Your assignment: For the word "pointX", return each line of the data in which it occurs.

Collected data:
PR #220, opened 2017-04-04
Frontend/feature/Multidimensional PI

myleneb:
This is a first attempt to display PI(s)


src/frontend/web_application/stories/components/MultidimensionalPi.jsx
```diff
@@ -0,0 +1,40 @@
...
+//  { name: 'technical', level: 50 },
+]
+export default () => (<MultidimensionalPi piMax={ piMax } pi={ points } />);
+        `}
+      </Code>
+    </div>
+  );
+};
+
+export default Presenter;
```
iamdey: So this file is not useful anymore since there's info and knobs

src/frontend/web_application/src/components/MultidimensionalPi/components/PiGraph/index.jsx
```diff
@@ -0,0 +1,98 @@
...
+Grid.propTypes = {
+  pi: PropTypes.arrayOf(PropTypes.shape({})).isRequired,
+  angle: PropTypes.number.isRequired,
+  axeLength: PropTypes.number.isRequired,
+};
+
+const Polygon = ({ pi, angle, axeLength }) => {
+  const polygonPoints = [];
+  let count = 0;
+  pi.map((p) => {
```
myleneb: "error:  Expected to return a value in this function"
I don't know how to write this function the right way, maybe @iamdey you can help ?

ziir: Looks like you might want to use `Array.prototype.reduce` here:

```js
const polygonPoints = pi.reduce((points, p) => {
  const piLevel = p.level;
  const pointX = axeLength - (piLevel * Math.sin((count * Math.PI) / 180));
  const pointY = axeLength - (piLevel * Math.cos((count * Math.PI) / 180));
  
  return [
    ...points,
    pointX,
    pointY,
  ];
}, []);
```

Though, to follow common practice of `<polygon>` usage, it's probably better to stick with `Array.Prototype.map`:
```js
const polygonPoints = pi.map((p) => {
  const piLevel = p.level;
  const pointX = axeLength - (piLevel * Math.sin((count * Math.PI) / 180));
  const pointY = axeLength - (piLevel * Math.cos((count * Math.PI) / 180));
  
  return `${pointX},${pointY}`
});
```

And for the rendering, in any case:
```jsx
return (
  <polygon
    className="m-pi-graph__shape"
    points={polygonPoints.join(' ')}
  />
);
```

iamdey: Agree with @ziir, I don't know what's the better between maps or reduce in this case, it depends on the attr `point` of polygon.

To answer your specific question, `map` should be used to transform the items of an array so you must return a value:
e.g I have `[1, 2, 3]` and I want `['a', 'b', 'c']`.

What you have in mind I think is a `forEach`: do something for each items of an array:
e.g I have an empty value `foo`, a func `doTheThing` and an array `[1, 2, 3]` then I want foo increments each time the func is true:

```js
let foo = 0;
[1, 2, 3].forEach(item => {
  if (doTheThing(item)) { 
    foo++; 
  }
});
```

It's procedural programing (like `for(...)`). You can also use `reduce`, so you don't need to init `foo`, it's called functional programing.

myleneb: finally opt for `forEach()` instead of `map()` or `reduce()`

src/frontend/web_application/src/components/MultidimensionalPi/components/Ratings/index.jsx
```diff
@@ -0,0 +1,69 @@
...
+  piMax: PropTypes.number.isRequired,
+};
+
+Rating.defaultProps = {
+  className: '',
+};
+
+const Ratings = ({ pi, piMax, averagePi, displayAveragePi }) => (
+  <div className="m-pi-ratings">
+    {displayAveragePi &&
```
myleneb: `displayAveragePi` as props to display or not averagePi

Completed exercise:
  const pointX = axeLength - (piLevel * Math.sin((count * Math.PI) / 180));
    pointX,
  const pointX = axeLength - (piLevel * Math.sin((count * Math.PI) / 180));
  return `${pointX},${pointY}`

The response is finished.